#### [Exercise]
Each line of the data that includes "with" must be copied.

BEGIN Data section

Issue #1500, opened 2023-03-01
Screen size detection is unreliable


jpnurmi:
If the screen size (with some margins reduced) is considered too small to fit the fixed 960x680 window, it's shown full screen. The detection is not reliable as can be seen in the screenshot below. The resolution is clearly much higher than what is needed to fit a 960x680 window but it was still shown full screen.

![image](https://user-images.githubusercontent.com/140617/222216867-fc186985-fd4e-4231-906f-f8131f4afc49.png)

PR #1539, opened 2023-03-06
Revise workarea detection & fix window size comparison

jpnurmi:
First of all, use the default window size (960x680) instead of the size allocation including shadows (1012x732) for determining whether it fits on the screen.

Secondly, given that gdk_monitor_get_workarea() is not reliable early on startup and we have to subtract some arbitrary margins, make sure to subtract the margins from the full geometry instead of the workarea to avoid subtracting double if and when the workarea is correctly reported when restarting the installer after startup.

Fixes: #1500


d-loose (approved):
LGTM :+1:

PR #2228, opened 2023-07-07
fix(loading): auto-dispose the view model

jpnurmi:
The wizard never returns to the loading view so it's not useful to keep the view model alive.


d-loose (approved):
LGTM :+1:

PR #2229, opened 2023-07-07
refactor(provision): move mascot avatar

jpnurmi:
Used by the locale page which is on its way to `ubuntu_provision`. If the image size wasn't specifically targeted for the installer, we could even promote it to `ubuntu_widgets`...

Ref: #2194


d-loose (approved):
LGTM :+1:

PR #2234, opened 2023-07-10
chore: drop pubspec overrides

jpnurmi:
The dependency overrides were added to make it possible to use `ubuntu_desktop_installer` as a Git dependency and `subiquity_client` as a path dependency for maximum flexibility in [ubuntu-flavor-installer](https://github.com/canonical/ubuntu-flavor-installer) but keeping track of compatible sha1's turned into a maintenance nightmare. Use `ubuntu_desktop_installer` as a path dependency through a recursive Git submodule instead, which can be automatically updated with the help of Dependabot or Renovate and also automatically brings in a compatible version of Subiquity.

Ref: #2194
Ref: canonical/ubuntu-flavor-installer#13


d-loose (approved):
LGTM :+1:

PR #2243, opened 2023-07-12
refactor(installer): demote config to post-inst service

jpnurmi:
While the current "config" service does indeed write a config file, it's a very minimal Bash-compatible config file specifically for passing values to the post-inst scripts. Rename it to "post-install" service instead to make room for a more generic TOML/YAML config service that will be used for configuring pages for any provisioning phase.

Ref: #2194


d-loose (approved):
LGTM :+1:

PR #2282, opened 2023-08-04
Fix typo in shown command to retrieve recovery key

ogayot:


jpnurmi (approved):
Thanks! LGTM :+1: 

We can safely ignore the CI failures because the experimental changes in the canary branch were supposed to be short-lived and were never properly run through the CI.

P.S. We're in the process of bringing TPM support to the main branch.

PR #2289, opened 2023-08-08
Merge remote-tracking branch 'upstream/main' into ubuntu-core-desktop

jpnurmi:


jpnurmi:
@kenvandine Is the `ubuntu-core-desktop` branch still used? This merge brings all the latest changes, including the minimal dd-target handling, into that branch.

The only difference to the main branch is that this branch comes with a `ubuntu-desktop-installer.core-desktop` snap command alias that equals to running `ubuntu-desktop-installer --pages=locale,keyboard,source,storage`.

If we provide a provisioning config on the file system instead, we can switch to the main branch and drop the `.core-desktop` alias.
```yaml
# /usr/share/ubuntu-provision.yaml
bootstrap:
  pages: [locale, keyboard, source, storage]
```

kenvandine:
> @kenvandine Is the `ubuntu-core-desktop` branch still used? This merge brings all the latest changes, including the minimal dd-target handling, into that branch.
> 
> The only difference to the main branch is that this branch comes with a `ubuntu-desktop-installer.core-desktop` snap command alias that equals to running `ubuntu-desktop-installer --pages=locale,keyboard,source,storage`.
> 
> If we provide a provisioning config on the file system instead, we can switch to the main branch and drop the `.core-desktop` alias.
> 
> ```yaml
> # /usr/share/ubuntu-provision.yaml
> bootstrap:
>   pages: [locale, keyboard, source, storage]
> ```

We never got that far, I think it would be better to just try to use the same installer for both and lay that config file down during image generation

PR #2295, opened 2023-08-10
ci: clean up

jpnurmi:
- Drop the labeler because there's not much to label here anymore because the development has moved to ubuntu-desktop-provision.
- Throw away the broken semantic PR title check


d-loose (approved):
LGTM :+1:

END Data section

#### [Reply]
If the screen size (with some margins reduced) is considered too small to fit the fixed 960x680 window, it's shown full screen. The detection is not reliable as can be seen in the screenshot below. The resolution is clearly much higher than what is needed to fit a 960x680 window but it was still shown full screen.
The dependency overrides were added to make it possible to use `ubuntu_desktop_installer` as a Git dependency and `subiquity_client` as a path dependency for maximum flexibility in [ubuntu-flavor-installer](https://github.com/canonical/ubuntu-flavor-installer) but keeping track of compatible sha1's turned into a maintenance nightmare. Use `ubuntu_desktop_installer` as a path dependency through a recursive Git submodule instead, which can be automatically updated with the help of Dependabot or Renovate and also automatically brings in a compatible version of Subiquity.
The only difference to the main branch is that this branch comes with a `ubuntu-desktop-installer.core-desktop` snap command alias that equals to running `ubuntu-desktop-installer --pages=locale,keyboard,source,storage`.
> The only difference to the main branch is that this branch comes with a `ubuntu-desktop-installer.core-desktop` snap command alias that equals to running `ubuntu-desktop-installer --pages=locale,keyboard,source,storage`.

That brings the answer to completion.